Las células B, un tipo de glóbulo blanco, utilizan el receptor de células B en su superficie para reconocer amenazas. En muchos LDCBG, especialmente en el subtipo de alto riesgo “célula B activada” (ABC), ese mismo receptor es secuestrado para enviar mensajes constantes de “mantente vivo y crece”. A menudo, estos BCR reconocen moléculas propias del organismo (autoantígenos), que actúan como un timbre atascado. Cuando los autoantígenos se unen, el BCR hace más que señalizar en la superficie: es arrastrado hacia el interior y se integra en un complejo proteico interno con sensores llamados TLR9 y MYD88. Este supercomplejo activa NFκB, una potente vía de señalización que promueve el crecimiento. Hasta ahora no quedaba claro si este viaje hacia el interior del receptor era realmente necesario para las señales que impulsan el cáncer.

Reconfigurar la antena para probar sus límites

Para responder a esa pregunta, los investigadores usaron edición genética CRISPR para cambiar con precisión las “puntas” del BCR en líneas celulares de linfoma. Sustituyeron las regiones de reconocimiento natural autorreactivas por versiones que reconocen ovalbúmina, una proteína de huevo inocua usada como herramienta de laboratorio. Estos receptores modificados dejaron de captar sus autoantígenos habituales, pero todavía podían activarse de forma controlada con ovalbúmina añadida. En células de linfoma tipo ABC que normalmente dependen de la unión a autoantígenos, este cambio redujo drásticamente la actividad de muchas quinasa clave de señalización y atenuó los genes dependientes de NFκB. Las células crecieron más lentamente, a pesar de tener en realidad más BCR en su superficie, lo que demuestra que el compromiso continuo por autoantígenos y la consiguiente señalización interna son críticos para su supervivencia.

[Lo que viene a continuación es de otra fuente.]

PR #2806, opened 2020-04-06
Fix build about SA1135

philipktlin:
Fix build due to SA1135 when build with .Net Core 3.1. Will re-enable it once https://github.com/DotNetAnalyzers/StyleCopAnalyzers/issues/3136 is resolved.


and-rewsmith:
Anyone know why some builds were passing while some were consistently failing?

philipktlin:
> Anyone know why some builds were passing while some were consistently failing?

Only Mqtt broker build will pass as it doesn't build iotedge solution.

PR #2815, opened 2020-04-08
[mqtt] Append a simple version to mqtt persistance

lfitchett:
~~This simply reserves 100 bytes for version information~~

This now has a string for version. It appends a header to the file that is 4 bytes representing the length of the version string, then the version string.

Later more sophisticated processing can happen after the string is read to enable legacy formats

### DIFF
--- a/mqtt/mqtt-broker/src/persist.rs
+++ b/mqtt/mqtt-broker/src/persist.rs
@@ -313,7 +313,7 @@ where
                         path.clone(),
                     ))))
                 });
-                let file = OpenOptions::new()
+                let mut file = OpenOptions::new()
                     .read(true)
                     .open(&path)
                     .context(ErrorKind::Persist(ErrorReason::FileOpen(path)))?;
@@ -321,6 +321,12 @@ where
                 fail_point!("filepersistor.load.format", |_| {
                     Err(Error::from(ErrorKind::Persist(ErrorReason::Serialize)))
                 });
+
+                let mut version = [0; 100];
+                debug!("reading version");
+                file.read_exact(&mut version)
+                    .map_err(|_| Error::from(ErrorKind::Persist(ErrorReason::ReadVersion)))?;
+
                 let state = format.load(file).map_err(Into::into)?;
                 Ok(Some(state))
             } else {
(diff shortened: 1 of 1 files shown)


mqtt/mqtt-broker/src/persist.rs
```diff
@@ -313,14 +313,20 @@ where
...
+                let mut file = OpenOptions::new()
                     .read(true)
                     .open(&path)
                     .context(ErrorKind::Persist(ErrorReason::FileOpen(path)))?;
 
                 fail_point!("filepersistor.load.format", |_| {
                     Err(Error::from(ErrorKind::Persist(ErrorReason::Serialize)))
                 });
+
+                let mut version = [0; 100];
```
vadim-kovalyov, line 325: `0u8`? and just curious why 100 byte? :)

lfitchett: the read trait requires a u8, so the type will be inferred. 100 bytes was completely arbitrary, it seemed like a good number 🤷‍♂

lfitchett:
How do we feel about having a size byte first, that represents the length of the header?

mqtt/mqtt-broker/src/persist.rs
```diff
@@ -378,13 +397,22 @@ where
...
             });
-            let file = OpenOptions::new()
+            let mut file = OpenOptions::new()
                 .create(true)
                 .write(true)
                 .open(&path)
                 .context(ErrorKind::Persist(ErrorReason::FileOpen(path.clone())))?;
             debug!("{} opened.", path.display());
 
+            let version = bincode::serialize("Version 0.0.1")
```
dmolokanov, line 407: Seems a bit overkill I thought we can wrap `ConsolidatedState` into some struct/enum and just ser/de it:
```rust 
#[derive(Serialize, Deserialize)]
#[serde(tag = "version")]
enum FileFormat {
  #[serde(rename = 1)]
  V1(ConsolidatedState)
}
```
So no manual work involved, everything is done by serde

mqtt/mqtt-broker/src/persist.rs
```diff
@@ -313,14 +314,32 @@ where
...
                 });
+
+                debug!("reading version");
+                let mut size = [0; std::mem::size_of::<u32>()];
+                file.read_exact(&mut size)
+                    .map_err(|_| Error::from(ErrorKind::Persist(ErrorReason::ReadVersion)))?;
+                let size: usize = u32::from_be_bytes(size).try_into().unwrap();
+
+                let mut version = Vec::with_capacity(size);
+                unsafe {
```
dmolokanov, line 333: I think we should avoid unsafe code as much as we can. Especially in such simple case

mqtt/mqtt-broker/src/persist.rs
varunpuranik: +1 on this

lfitchett: the problem is that the version has to be read before the processing begins on the state. Otherwise the persistor won't know which read function to call. 

For example, say we have 2 formats: simple binary and gzipped binary. The version information has to be separate from the state otherwise we won't know if it should be decompressed or not.

mqtt/mqtt-broker/src/persist.rs
lfitchett: The only safe way to do this I could find fills every value with 0, which seems inefficient. Is there a better way to get a mutable slice of a specified size?

lfitchett: I'll just use the safe func that fills it with 0. It's slightly inefficient, but its very minor

PR #3311, opened 2020-07-29
Fix DeviceScope API AuthN

richma-ms:
Authentication for the REST endpoints are split over the AuthenticationMiddleWare and DeviceScopeController.  The middleware performs AuthN on the actor presented by "x-ms-edge-moduleId" header, whereas the controller performs AuthZ on the actor present in the URI.  Since we don't go back and do AuthN on the actor in the URI, it's possible to use any identity in a hierarchy to masquerade as any EdgeHub.

Since the middleware already performed AuthN on the actor from the header, the simplest fix is to verify that actor from URI is the same identity.


edge-hub/core/src/Microsoft.Azure.Devices.Edge.Hub.Http/controllers/DeviceScopeController.cs
```diff
@@ -202,6 +203,26 @@ async Task<bool> AuthorizeActorAsync(IDeviceScopeIdentitiesCache identitiesCache
                 return false;
             }
 
+            if (!this.Request.Headers.TryGetValue(Constants.ServiceApiIdHeaderKey, out StringValues clientIds) || clientIds.Count == 0)
```
varunpuranik, line 206: Should we log why the authorization is failing? Else it might be hard to tell..

edge-hub/core/src/Microsoft.Azure.Devices.Edge.Hub.Http/controllers/DeviceScopeController.cs
```diff
@@ -291,9 +324,39 @@ public static void UnauthorizedActor(string actorDeviceId, string actorModuleId,
...
 
-            public static void InvalidAuthchain(string authChain)
+            public static void InvalidRequestAuthchain(string authChain)
+            {
+                Log.LogError((int)EventIds.InvalidRequestAuthchain, $"Invalid auth chain: {authChain}");
+            }
+
+            public static void AuthFail_BadActor(string actorDeviceId, string actorModuleId)
+            {
+                Log.LogError((int)EventIds.AuthFail_BadActor, $"Only EdgeHub is allowed to act OnBehalfOf another identity: {actorDeviceId}/{actorModuleId}");
```
varunpuranik, line 334: Nit: suggest reword - 
{actorDeviceId}/{actorModuleId} is not authorized to connect on behalf of {targetDeviceId}

varunpuranik, line 334:
```suggestion
                Log.LogError((int)EventIds.AuthFail_BadActor, $"{actorDeviceId}/{actorModuleId} is not authorized to connect on behalf of {targetDeviceId}.");
```

PR #3313, opened 2020-07-29
Add more EA metrics

lfitchett:
Adds the following metrics:

EdgeAgent metrics:
number of deployments (agent twin updates)
Time taken to apply deployment
number of successful IoT Hub syncs
number of unsuccessful IoT Hub syncs
number of times agent direct methods were invoked, per method.
number of "retries"
edgeagent version (hint: constant)

Device meta-data:
OS SKU/ distro 
H/W arch
IoT Edge daemon runtime version
Experimental features


edge-agent/src/Microsoft.Azure.Devices.Edge.Agent.Core/SystemInfo.cs
```diff
@@ -6,12 +6,20 @@ namespace Microsoft.Azure.Devices.Edge.Agent.Core
...
             this.OperatingSystemType = operatingSystemType;
             this.Architecture = architecture;
             this.Version = version;
+            this.ServerVersion = serverVersion;
+            this.KernelVersion = kernelVersion;
+            this.OperatingSystem = operatingSystem;
+            this.NumCpus = numCpus;
+        }
+
+        public SystemInfo(string operatingSystemType, string architecture, string version)
```
damonbarry, line 20: Do we need the older version of the constructor (with fewer params)?

edge-agent/src/Microsoft.Azure.Devices.Edge.Agent.Edgelet/ModuleManagementHttpClient.cs
```diff
@@ -83,11 +83,17 @@ internal static ModuleManagementHttpClientVersioned GetVersionedModuleManagement
...
+            {
+                return new Version_2020_07_07.ModuleManagementHttpClient(managementUri);
+            }
+
             return new Version_2018_06_28.ModuleManagementHttpClient(managementUri);
         }
 
         static ApiVersion GetSupportedVersion(string serverSupportedApiVersion, string clientSupportedApiVersion)
         {
+            Console.WriteLine($"\n\n\n{serverSupportedApiVersion}\n{clientSupportedApiVersion}\n\n\n");
```
damonbarry, line 96: Is this dev-time logging you meant to remove, or do you want to check this in?

edge-agent/src/Microsoft.Azure.Devices.Edge.Agent.Core/SystemInfo.cs
lfitchett: There's some k8s code that uses it, so I figured the easiest thing would be to leave it, since the new fields are blank for k8s anyway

Internalización de receptores: un paso crucial

El equipo examinó luego directamente qué ocurre con el BCR después de encontrar su antígeno. En sus modelos ingenierizados, tanto los desencadenantes basados en anticuerpos como la ovalbúmina provocaron que el receptor desapareciera de la superficie celular en minutos, confirmando una rápida internalización. Esto sucedió no solo cuando el antígeno flotaba fuera de la célula, sino también cuando se exhibía de forma artificial en la membrana de la misma célula, imitando ciertas situaciones tumorales reales. Bloquear este tráfico hacia el interior de forma genética, usando una forma dominante negativa de una proteína llamada dinamina‑2, esencial para la endocitosis mediada por clatrina, mantuvo el BCR en la superficie, redujo los complejos internos BCR–TLR9–NFκB, disminuyó los genes diana de NFκB y ralentizó el crecimiento celular. Curiosamente, cuando se bloqueó la endocitosis, algunas señales de “fondo” del BCR en la superficie aumentaron, lo que sugiere que las células cancerosas pueden intentar compensar activando un modo de señalización tónica más débil.

Fármacos antiguos, nuevas estrategias

Dado que desarrollar fármacos nuevos es lento y costoso, los autores preguntaron si medicinas existentes que bloquean la endocitosis podían imitar los experimentos genéticos. Las fenotiazinas, una familia de antipsicóticos y antieméticos, son conocidas por inhibir la dinamina‑2 y la captación dependiente de clatrina de receptores. En células de linfoma, compuestos como el proclorperazín y la clorpromazina aumentaron los niveles de BCR en la superficie y redujeron de forma marcada la internalización inducida por antígeno. Esto condujo a una menor actividad génica impulsada por NFκB y a una reducción de la viabilidad de las células LDCBG tipo ABC, particularmente en aquellas con componentes de BCR intactos. En ratones portadores de injertos de linfoma humano, el proclorperazín a dosis clínicamente alcanzables desaceleró significativamente el crecimiento tumoral. Además, la combinación de fenotiazinas con fármacos que bloquean otras enzimas enlazadas al BCR, como SYK y PI3Kδ, produjo efectos citotóxicos mayores que cualquiera de los tratamientos por separado.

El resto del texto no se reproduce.